Her exhibitions include Spring/Break Art Show, a solo show at The Tavern Club in Boston, a group show at Station Independent Gallery in Manhattan, Museo Universitario del Chopo in Mexico City. She curated two shows in Chelsea. She has also completed commissions, including for Cadreon–Interpublic Group.

 

Plimpton’s paintings explore abstract graphic forms with bold strokes and layered textures, transporting viewers into realms that are both beautiful and unstable. Influenced by Franz Kline and Basquiat, her new series emphasizes gesture, raw edge, and emotional intensity.

 

Stan Unser

Stan Unser is a retired military physician creating artwork since 2016. Living and creating in Texas and New York City, his work has won multiple local awards and is displayed by collectors across the U.S. Inspired by images from multiple sources, he uses digital collage, photo transfer, and over painting with acrylic and oil to present his story. Combining abstract and figurative elements he allows ambiguity to invite viewers to create their own story. 

 

Sumaiya Khan

Nature has always been my greatest inspiration. In 'Whispers of Autumn's Tale,' I explore the gentle transition of seasons, the quiet beauty of falling leaves, and the warmth of golden light. My hope is that viewers feel the calm, nostalgia, and comfort that autumn brings.

 

Thomas Cox 

After graduating in 1977 from the University of Minnesota with a Bachelor of Fine Arts degree in

 

Studio Arts, I printed original art lithographs at Universal Limited Art Editions in West Islip, NY.

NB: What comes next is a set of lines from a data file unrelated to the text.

PR #239, opened 2024-12-14
Come up with `RelocationSize` for future use for AArch64

marxin:
This is a preparation change for AArch64 where various relocation values are stored partially:
https://github.com/ARM-software/abi-aa/blob/main/aaelf64/aaelf64.rst#id53

```
285	15	R_<CLS>_ LDST32_ABS_LO12_NC	S + A	Set the LD/ST immediate value to bits [11:2] of X. No overflow check
```

and so I introduce `RelocationSize::BitRange`. I wish the `write_to_buffer` implementation would be simpler, but it seems Rust is quite strict when it comes to overflow of the shift operations and thus I combine masking with SHR.

Plus, I would like to ask why do you add and subtract `rel_info.byte_size` for `RelocationKind::Relative` relocation value calculation? That would make it more complicated for `BitRange` type.

### DIFF
--- a/wild_lib/src/elf.rs
+++ b/wild_lib/src/elf.rs
@@ -454,6 +454,7 @@ pub(crate) enum RelocationKind {
 #[derive(Clone, Debug)]
 pub(crate) enum RelocationSize {
     ByteSize(usize),
+    #[allow(dead_code)]
     BitRange(Range<usize>),
 }
 
--- a/wild_lib/src/elf.rs
+++ b/wild_lib/src/elf.rs
@@ -2,6 +2,7 @@ use crate::error::Result;
 use crate::resolution::LoadedMetrics;
 use anyhow::anyhow;
 use anyhow::bail;
+use anyhow::ensure;
 use anyhow::Context;
 use bytemuck::Pod;
 use bytemuck::Zeroable;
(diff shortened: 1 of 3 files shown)


davidlattimore:
> Plus, I would like to ask why do you add and subtract `rel_info.byte_size` for `RelocationKind::Relative` relocation value calculation?

I guess adding, then later subtracting can give a different result if the relocation references a merged string. Adding the byte size of the relocation is likely assuming that the relocation is at the end of the instruction and thus the instruction pointer when the instruction is being evaluated will be pointing to the byte immediately after the relocation. Removing it, does appear to still pass the tests. So maybe we should remove it. If it turns out that it is needed, we can then add additional tests when we add it back again. Might be best to remove it in a separate commit though.

I wonder if the enum will optimise away on x86 where only a single branch is constructed. I guess we should watch the benchmarks as you add the ARM code to make sure x86 doesn't slow down. If it does, then we could consider making RelocationSize be an associated type on the Arch trait - that way the x86 code will only have to deal with bytes. Does ARM always deal with bits? If to does, maybe an associated type might be the way to go.

Removing `Copy` from a few types seems like a shame. Perhaps skip on using `Range` and just have `start` and `stop` fields?

marxin:
> Does ARM always deal with bits? If to does, maybe an associated type might be the way to go.

I would say the majority of the relocations would be of the `BitRange`, however, there are also standard relocations that will use the other type. Based on my preliminary measurements, I haven't noticed any measurable slowdown when linking Clang on x86_64 if I replaced all `ByteSize(X)` with `BitRange(0, 8 * X)`.

> Removing `Copy` from a few types seems like a shame. Perhaps skip on using `Range` and just have `start` and `stop` fields?

Yep, makes sense.

Anyway, I tend to close this PR as I have a more complex patch-set that can add the rudimentary support for AArch64.

Issue #240, opened 2024-12-14
Support `--no-add-needed`/`--no-copy-dt-needed-entries`


marxin:
For some strange reason, Fedora uses the legacy option `--no-add-needed` that was renamed to `--no-copy-dt-needed-entries`:

```
 --no-copy-dt-needed-entries
           This option affects the treatment of dynamic libraries referred to by DT_NEEDED tags inside ELF dynamic libraries mentioned on the command line.  Normally the linker won't add a DT_NEEDED tag to the output binary for each library mentioned in a DT_NEEDED tag in an input dynamic library.  With --copy-dt-needed-entries specified on  the  command  line
           however any dynamic libraries that follow it will have their DT_NEEDED entries added.  The default behaviour can be restored with --no-copy-dt-needed-entries.

           This option also has an effect on the resolution of symbols in dynamic libraries.  With --copy-dt-needed-entries dynamic libraries mentioned on the command line will be recursively searched, following their DT_NEEDED tags to other libraries, in order to resolve symbols required by the output binary.  With the default setting however the searching of
           dynamic libraries that follow it will stop with the dynamic library itself.  No DT_NEEDED links will be traversed to resolve symbols.
```

I am pretty sure it's the behavior Wild follows, but I would like to verify that from @davidlattimore :)

davidlattimore:
Yep, I don't recall implementing copying of `DT_NEEDED` entries, nor the associated symbol lookup behaviour, so I'd say wild currently behaves as if `--no-copy-dt-needed-entries` were supplied - should be fine to accept the `--no-` versions of those flags and do nothing.

PR #241, opened 2024-12-15
Add various flags that are mapped to the default behavior of the linker

marxin:
Fixes: #240

### DIFF
--- a/wild_lib/src/args.rs
+++ b/wild_lib/src/args.rs
@@ -135,11 +135,17 @@ const SILENTLY_IGNORED_FLAGS: &[&str] = &[
     "fatal-warnings",
     "color-diagnostics",
     "undefined-version",
-    "no-call-graph-profile-sort",
-    "relax",
 ];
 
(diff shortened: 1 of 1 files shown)


wild_lib/src/args.rs
```diff
@@ -139,7 +139,13 @@ const SILENTLY_IGNORED_FLAGS: &[&str] = &[
     "relax",
 ];
 
-const IGNORED_FLAGS: &[&str] = &["gdb-index", "no-relax", "disable-new-dtags"];
+const IGNORED_FLAGS: &[&str] = &[
```
davidlattimore: Adding the flags here will mean that we issue a warning when those flags are supplied. Was that your intention? Given that the flags should be no-ops, perhaps we shouldn't issue a warning? Some of the flags above are probably no-op flags too, like "relax" and possibly "no-call-graph-profile-sort". Perhaps the new ones here should be grouped with those.

marxin: Yeah, sorry, I forgot to test my changes :) It was not intentional.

For seven years I worked with artists who I greatly admire, including Robert Rauschenberg,

Helen Frankenthaler and Jasper Johns.

 

Since then, I have pursued a career as an independent fine artist. My artwork is included in the

collections of The Minneapolis Institute of Arts, Fidelity Investments, and numerous individuals.

I have participated in two International Art Symposia, in Aqaba and Amman, Jordan.

 

Art galleries that have handled my work include Björn Wetterling, Stockholm; Wolfgang Wittrock,

Düsseldorf; Betsy Magnuson, Boston; Thomas Barry, Minneapolis; and Lorence Monk, New York

Van Der Plas Gallery, New York City, has represented me since 2016.
 

ZK Truth 

My collage work begins with the discarded fragments of consumer culture: magazines, ads, and packaging created to persuade and manipulate. Shredded and reassembled, these scraps shed their original purpose and take on new meaning, becoming layered narratives where beauty and roughness coexist. As a New Yorker I am accustomed to the endless churn of media around me, and I have learned to redirect it to fit my own purposes. My practice is one of transformation; reflecting back the commercial world through the shattered mirror of my own perception.